Dear C,
I met you in school when we where both 11 years old.
At 13, you smiled at me across the biology table. Your friend asked you, with a snigger, would you ever date her? You looked at me, wistfully and whispered…yes. Ever since that day, I have never forgotten that smile or your answer to what was clearly a scathing joke. And for the first time in my young life, I fell. I fell for you so hard.
I became obsessed with you. You where always so happy, constantly making everyone around you laugh. I was captivated by your energy. By the way you constantly defended me against my bullies and people who wished me harm. I was captivated by those ocean blue eyes, whose icy depth warmed my soul like nothing ever had.
Eventually, after many biology table discussions, we became friends. That friendship blossomed quickly. Your friends became my friends. We started spending all of our time around each other. If I knew you would be somewhere, I made sure that I received an invite, just so I could see you, be around you.

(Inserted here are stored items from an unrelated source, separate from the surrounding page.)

PR #33, opened 2022-02-14
Install wget

domire8:
I'm using `wget` in the network interfaces library script, to download the cppzmq bindings. Would be better if we can install this here, it just increases the size of the image from 1.52 to 1.53GB


buschbapti (approved):

domire8:
This was probably due to the -no-install-recommends change FYI

eeberhard (approved):

PR #34, opened 2022-02-18
Tag development images

eeberhard:
I want us to have a stable "main" release of our docker images alongside "development" images (which use development branches of control libraries and modulo). For this reason I propose to add more tagging logic to our build process, and by default generate a `:galactic` and `:galactic-devel` tag of our composite images.

For now `-devel` only signifies the branches of control libraries and modulo, but as you can see from the ros2-modulo-control docker file, the `devel` stage would also let us safely try newer version of ros2 control without breaking our main image.

It's more images, so more compute and hosting - but the full set of images (main and development) are only rebuilt on push to main or manual dispatch, while the check-upstream will handle the `-devel` side. We just have to manually dispatch when there is a new main release.

I forked this and tested it successfully here (with minor modifications so the base images pull from `eeberhard` instead of `aica-technology`):
https://github.com/eeberhard/docker-images-test/actions/runs/1864987461

As you can see, the packages are generated with the `galactic` and `galactic-devel` tags for [control libraries](https://github.com/eeberhard/docker-images-test/pkgs/container/docker-images-test%2Fros2-control-libraries), [modulo](https://github.com/eeberhard/docker-images-test/pkgs/container/docker-images-test%2Fros2-modulo) and [modulo-control](https://github.com/eeberhard/docker-images-test/pkgs/container/docker-images-test%2Fros2-modulo-control).

--- 

* Refactor Dockerfiles and build scripts to use BASE_TAG notation instead of ROS_VERSION for build args, to allow more diverse range of base tags when pulling from images

* Refactor build push-action inputs to increase configurability, supplying workspace and tags separately instead of compositely. Add inputs for ros version and base and output tags

* Add step to build-push action to parse workspace, tags and image name into environment variables for later steps

* Update ros2-modulo-control dockerfile to support a galactic-devel build stage

* Add development stages to build-push workflow to use development branches of control libraries and modulo, tagging them with the respecitve galactic-devel tags. Change default galactic tag images to use main branches of control libraries and modulo

* Update check-upstream and manual-dispatch workflows with new action input syntax

### DIFF
--- a/.github/actions/build-push/action.yml
+++ b/.github/actions/build-push/action.yml
@@ -1,10 +1,14 @@
 name: 'Build and Push'
 description: 'Build the Docker image and push to GitHub Container Registry'
 inputs:
-  image:
-    description: 'The desired image'
+  workspace:
+    description: 'The desired workspace'
+    required: true
+    default: 'ros2-ws'
+  ros_version:
+    description: 'The ROS distribution to use'
     required: false
-    default: 'ros2-ws:galactic'
+    default: 'galactic'
   cl_branch:
     description: 'The branch of control libraries'
     required: false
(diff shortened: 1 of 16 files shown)


buschbapti (approved):

domire8:
Looks good to me, it's tested on your fork so I trust it :) always hard to check the CI otherwise

domire8 (approved):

It wasn’t long before I began to catch you, looking at me, from the corner of my eye. You where staring at me now, the same why i’d stared at you. You would wink at me from across the room and smile. You turned up wherever I was. You dropped me messages constantly and you would walk past my desk deliberately, just to stop and talk
You’d fallen for me, the same way I had fallen for you.
We flirted. Eventually, we admitted our feelings.

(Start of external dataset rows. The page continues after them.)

PR #35, opened 2022-02-22
Remove foxy and extend build scripts

domire8:
So @eeberhard and me decided to remove foxy from the `ros2-modulo-control` image because 
- this Dockerfile is kind of annyoing with the different stages and we will not switch back to foxy anyway
- the new improved manual dispatch does not work with other tags than foxy, galactic and galactic-devel, which is kind of sad as well

Therefore, I decided to adapt the build scripts and their arguments according to the new workflow dispatch options - i.e. that you can provide a base tag and an output tag (except for the workspace image where the base tag as well as the output tag are the ROS version). I also took the chance to add verbose and rebuild options to the build scripts

### DIFF
--- a/ros2_control_libraries/build.sh
+++ b/ros2_control_libraries/build.sh
@@ -5,7 +5,7 @@ IMAGE_NAME=aica-technology/ros2-control-libraries
 LOCAL_BASE_IMAGE=false
 BASE_IMAGE=ghcr.io/aica-technology/ros2-ws
 BASE_TAG=galactic
-EXPORT_TAG=galactic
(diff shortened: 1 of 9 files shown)


eeberhard (approved):
Good change, though it's a shame the build scripts have so much code duplication. It becomes apparent in a PR like this when you have to make the same changes across all the scripts!

If you have tested the pipeline locally, then the change to the dockerfile should be good in the CI too.

buschbapti (approved):
Nice thanks. I agree with Enrico here but not sure how we can change that.

PR #36, opened 2022-03-10
Write sha256 hashes of images to file

domire8:
With these changes, the CI writes the sha256 hashes of generated images to a file in the workspace folder. For example, after building `ros2-modulo:galactic-devel` there will be a file on the `ci` branch under `ros2_modulo/galactic-devel-hash` containing the sha256 hash of the pushed image. This allows downstream repos to check for updated images.

For the manual workflow dispatch, where we can generate any kind of tags, there is the option to disable writing the hash to file.

See https://github.com/domire8/docker-images/tree/ci

### DIFF
--- a/.github/actions/build-push/action.yml
+++ b/.github/actions/build-push/action.yml
@@ -29,6 +29,10 @@ inputs:
     description: 'Write image SHA256 hash to file'
     required: false
     default: 'true'
+  ci_branch:
+    description: 'The name of the CI branch'
+    required: false
+    default: 'ci'
   secret:
     description: 'GitHub Container Registry secret'
     required: true
--- a/.github/actions/build-push/action.yml
+++ b/.github/actions/build-push/action.yml
@@ -91,7 +91,7 @@ runs:
       run: |
         git config user.name github-actions
         git config user.email 41898282+github-actions[bot]@users.noreply.github.com
-        git fetch && git checkout ci && git pull && git rebase origin/main
+        git fetch origin ${{ inputs.ci_branch }} && git checkout ${{ inputs.ci_branch }} && git rebase origin/main
         SHA=$(docker images --no-trunc --quiet ${IMAGE_NAME})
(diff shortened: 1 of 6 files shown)


.github/actions/build-push/action.yml
```diff
@@ -79,3 +85,15 @@ runs:
...
+    - name: Write new image hash to file
+      if: ${{ inputs.write_image_hash == 'true' }}
+      run: |
+        git config user.name github-actions
+        git config user.email 41898282+github-actions[bot]@users.noreply.github.com
+        git fetch && git checkout ci && git pull && git rebase origin/main
+        SHA=$(docker images --no-trunc --quiet ${IMAGE_NAME})
+        echo ${SHA} > ./${{ env.WORKSPACE_PATH }}/${{ env.OUTPUT_TAG }}-hash
+        git add ./${{ env.WORKSPACE_PATH }}/${{ env.OUTPUT_TAG }}-hash
+        git commit -m "Update ${{ env.IMAGE_NAME }} image hash" && git push -f
```
eeberhard, line 98: In your fork, the CI branch has all SHA files in one commit with the message `Update ros2-modulo:galactic-devel image hash`. From seeing this build-push action I would have expected one commit per image (e.g. one commit per invocation of the build-push action from the workflow). Am I missing something?

domire8: something is wrong indeed, thanks for pointing out...i have to investigate

eeberhard (approved):
Excellent work!

buschbapti (approved):

domire8:
okay this should be it, i also fixed the error we had from the previous PR, tested here https://github.com/domire8/docker-images/actions

eeberhard (approved):
Thanks for testing again. I don't know why `git fetch origin ci:ci` wasn't working - that's how I regularly do background "fetch pulls". For example if I'm on a feature branch and want to update my `develop` branch in the background, I'll do `git fetch origin develop:develop` and subsequently can just `git rebase develop` with it being up to date.

Anyway your fork looks good, all commit messages and generated hashes on the CI branch seem correct.

PR #141, opened 2020-01-11
Return ASCRE RC and RSN in case of failure

ifakhrutdinov:


ifakhrutdinov:
The Jenkins status seems to be stuck here, but on the website it's "success", merging.

PR #144, opened 2020-01-16
Create Qsam data set

sbollingerAtRocket:
Signed-off-by: Steven Bollinger <sbollinger@rocketsoftware.com>

### DIFF
--- a/c/datasetService.c
+++ b/c/datasetService.c
@@ -18,7 +18,6 @@
 #include <metal/stdlib.h>
 #include <metal/string.h>
 #include "metalio.h"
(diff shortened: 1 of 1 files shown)


John-A-Davies:
As @ifakhrutdinov points out, QSAM is not a dataset type, it's Queued Sequential Access Method.  What we're providing is the creation of sequential datasets on DASD.  These datasets can be partitioned, or not.  To be fair, such datasets are commonly referred to as "QSAM datasets".  The main feature is that you access logical records sequentially, so no VSAM or ISAM datasets.

PR #152, opened 2020-02-03
Unify the use of the security management class

ifakhrutdinov:


c/securityService.c
```diff
@@ -1063,6 +1063,14 @@ static void respondToProfileGET(ClassMgmtCommonParms *commonParms,
 
   zowelog(NULL, LOG_COMP_ID_SECURITY, ZOWE_LOG_DEBUG2, "%s begin\n", __FUNCTION__);
 
+  if (strlen(commonParms->className) > 0) {
+    respondWithError(response, HTTP_STATUS_FORBIDDEN,
+                     "non standard class not allowed");
```
rocketjared: In my opinion, this configuration detail (that Zowe security has been configured with a non-standard SAF Class name) should be logged, but Not returned to the browser client.

c/securityService.c
```diff
@@ -1063,6 +1063,14 @@ static void respondToProfileGET(ClassMgmtCommonParms *commonParms,
...
+    zowelog(NULL, LOG_COMP_ID_SECURITY, ZOWE_LOG_WARNING,
+           "non standard class provided for profiles GET, leaving...\n");
+    return;
+  }
+
   if (strlen(commonParms->profileName) > 0) {
     respondWithError(response, HTTP_STATUS_NOT_IMPLEMENTED,
                      "specific profile info retrieval not implemented");
```
rocketjared: Recommend logging on server but not providing this detail to the HTTP client.

c/securityService.c
```diff
@@ -1391,6 +1399,14 @@ static void respondToProfileAccessListGET(ClassMgmtCommonParms *commonParms,
 
   zowelog(NULL, LOG_COMP_ID_SECURITY, ZOWE_LOG_DEBUG2, "%s begin\n", __FUNCTION__);
 
+  if (strlen(commonParms->className) > 0) {
+    respondWithError(response, HTTP_STATUS_FORBIDDEN,
+                     "non standard class not allowed");
```
rocketjared: Log on server but don't provide detail to HTTP client.

c/securityService.c
ifakhrutdinov: @rocketjared by non-standard class the message means any class except for the `default-class` value passed via the REST request. No configuration details are exposed. Even if you pass the same explicit class name as the one in the config, you'll get this error.

rocketjared: As a general rule, web servers should avoid lacing 403 responses with details about why the request is being forbidden.  If details actionable by the system administrator are being placed in the Zowe log, what is the positive case for returning this detail to the client?

ifakhrutdinov: @rocketjared initially just for development. I agree, it's better to err on the side of caution. I've updated the PR.

PR #155, opened 2020-02-19
Add insightful port message

1000TurquoisePogs:

Before:
```
ZSS server settings: address=0.0.0.0, port=12224
Server startup problem ret=1115 reason=0x744c7247
```

After:
```
ZSS server settings: address=0.0.0.0, port=12224
Server startup problem ret=1115 reason=0x744c7247
This is usually due to the server port (12224) already being occupied. Is ZSS running twice?
```

### DIFF
--- a/c/zss.c
+++ b/c/zss.c
@@ -1107,7 +1107,10 @@ int main(int argc, char **argv){
       mainHttpLoop(server);
 
     } else{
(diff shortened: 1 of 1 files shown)


1000TurquoisePogs:
OK, I will do that.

One night, while we where out with our friends, you kissed me, on a dark and empty street. My first kiss. With you. I could hardly believe it.
You walked me home. I wore your jacket. I took that jacket and slept next to it that night just so I could smell your wonderful smell.
We spent all of our time together. You quickly became my first everything. You where more than just a crush by that point. I was in love with you.
We met each others parents. We had shy, tentative dates in public parks and cheap restaurants, because we where 14 and that’s all we could afford. But it was okay, because we where together and we where in love.
But life started to get in the way after we left school, didn’t it?
She got in the way. Your mother.
She hurt you. I came to visit you at weekends and found with bloody chunks missing from your neck from where she’d drunkenly swiped you with her acrylic nails.
She stopped caring for you after her marriage failed. She neglected you. Abused you.
Understandably, you began to change.
That happy boy, full of hopes and dreams. The boy who made everybody laugh…he disappeared.
She beat that boy out of you. The stress of having to leave home so young because of her behaviour, quit college, find a job to support yourself. It got too much. You became grumpy. Cynical. Pessimistic.
After so long, you no longer cared about life. You projected that disdain on to me. If I found myself succeeding with something, you shot it down. You began to isolate me from my friends. You convinced me to drop out of college in the same way you had when your mum made it too hard for you. If I had male friends, you became controlling and distrustful.
You caged me so that I wouldn’t fly away, because I was the only constant in your life. You where afraid of losing me.
But you stopped caring. You stopped putting in the effort. The days of love letters and chocolates where behind us. We didn’t even kiss anymore. You stopped expressing your love for me. In the end, I felt like your maid, or your carer. I came home from work to clean up after you and do your laundry. You never pulled your weight or cleaned up after yourself, even while you where at home, out of work.
I busted my ass in the pandemic to keep a roof over our head and put food on the table. I had no money left for myself. And then I had to come home and clean too because you weren’t doing it.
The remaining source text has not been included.